Home >headlines >Tips for speeding up SQL queries to prevent database code from locking up the database

Tips for speeding up SQL queries to prevent database code from locking up the database

-
-Original
2018-03-09 09:15:511999browse

Tips for speeding up SQL queries to prevent database code from locking up the database

Because the database field is still relatively immature, SQL developers on every platform struggle and make the same mistakes over and over again. Of course, database vendors are making some progress and continue to grapple with larger issues.

Whether SQL developers write code on SQL Server, Oracle, DB2, Sybase, MySQL, or any other relational database platform, concurrency, resource management, space management, and runtime speed still plague them.

One aspect of the problem is that there is no magic bullet; I can point to at least one exception to almost every best practice.

We say that tuning a database is both an art and a science, which makes sense because there are few hard and fast rules that apply across the board. A problem you solve on one system is not a problem on another, and vice versa.

When it comes to tuning queries, there’s no right answer, but that doesn’t mean you should give up. You can follow some of the following principles and hopefully get great results.

Don’t use UPDATE instead of CASE

This problem is very common, but it is difficult to detect. Many developers often ignore this problem because using UPDATE is natural and seems logical.

Take this scenario as an example: you insert data into a temporary table, and if another value exists, you need it to display a certain value.

Perhaps you extract records from the Customer table and want to mark customers with orders over $100,000 as "Preferred."

So you insert data into the table, run an UPDATE statement, and set the CustomerRank column to "Preferred" for any customer whose order amount exceeds $100,000.

The problem is that the UPDATE statement is logged, which means that each time it is written to the table, it must be written twice.

Solution: Use an inline CASE statement in the SQL query. This checks the order amount condition of each row and sets the "Preferred" tag before writing it to the table. This improves processing performance astonishingly. .

Don’t blindly reuse code

This problem is also very common, it is easy for us to copy code written by others because you know it can get the data you need.

The problem is that it often takes too much data that you don't need, and developers rarely streamline it, so you end up with a lot of data.

This usually manifests itself as an extra outer join or extra condition in the WHERE clause. If you streamline the reused code to your exact requirements, you can significantly improve performance.

Extract as many columns as you need

This question is similar to the second question, but it is unique to the columns. It's easy to code all queries using SELECT* instead of listing the columns one by one.

The problem is also that it extracts too much data that you don’t need. I have seen this mistake countless times. A developer performs a SELECT* query on a 120-column table with millions of rows, but only uses three or five of the columns.

So you're dealing with a lot more data than you actually need, and it's a miracle that the query returns results. Not only are you processing too much data that you don't need, you're also taking away resources from other processes.

Don’t query twice (double-dip)

This is another mistake I see a lot of people making: writing a stored procedure to extract data from a table with hundreds of millions of rows.

The developer wanted to extract information about customers who lived in California and made more than $40,000 a year. So, he queries customers who live in California and puts the query results into a temporary table.
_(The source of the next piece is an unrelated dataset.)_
PR #760, opened 2023-12-03
[OPS-1436] Use rootless docker

Sereja313:
## Description
Problem: We introduced rootless docker on albali and now we need to change our docker CI pipelines to use albali runners instead of bunda runners.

Then query the customers whose annual income is higher than $40,000 and put those results into another temporary table. Finally he joins the two tables to get the final result.

Are you kidding me? This should be done with a single query, instead you query a very large table twice. Don't be stupid: try to query a large table only once, and you will find that the stored procedure executes much faster.

A slightly different scenario is when several steps of a process require a subset of a large table, resulting in the large table being queried each time.

To avoid this problem, just query this subset, persist it elsewhere, and then direct subsequent steps to this smaller data set.

Know when to use temporary tables

This problem is a little more troublesome to solve, but the effect is significant. Temporary tables can be used in many situations, such as to prevent a large table from being queried twice. Temporary tables can also be used to significantly reduce the processing power required to join large tables.

If you have to join a table to a large table, and there are conditions on the large table, just extract the required part of the data from the large table into a temporary table, and then join with the temporary table , which can improve query performance.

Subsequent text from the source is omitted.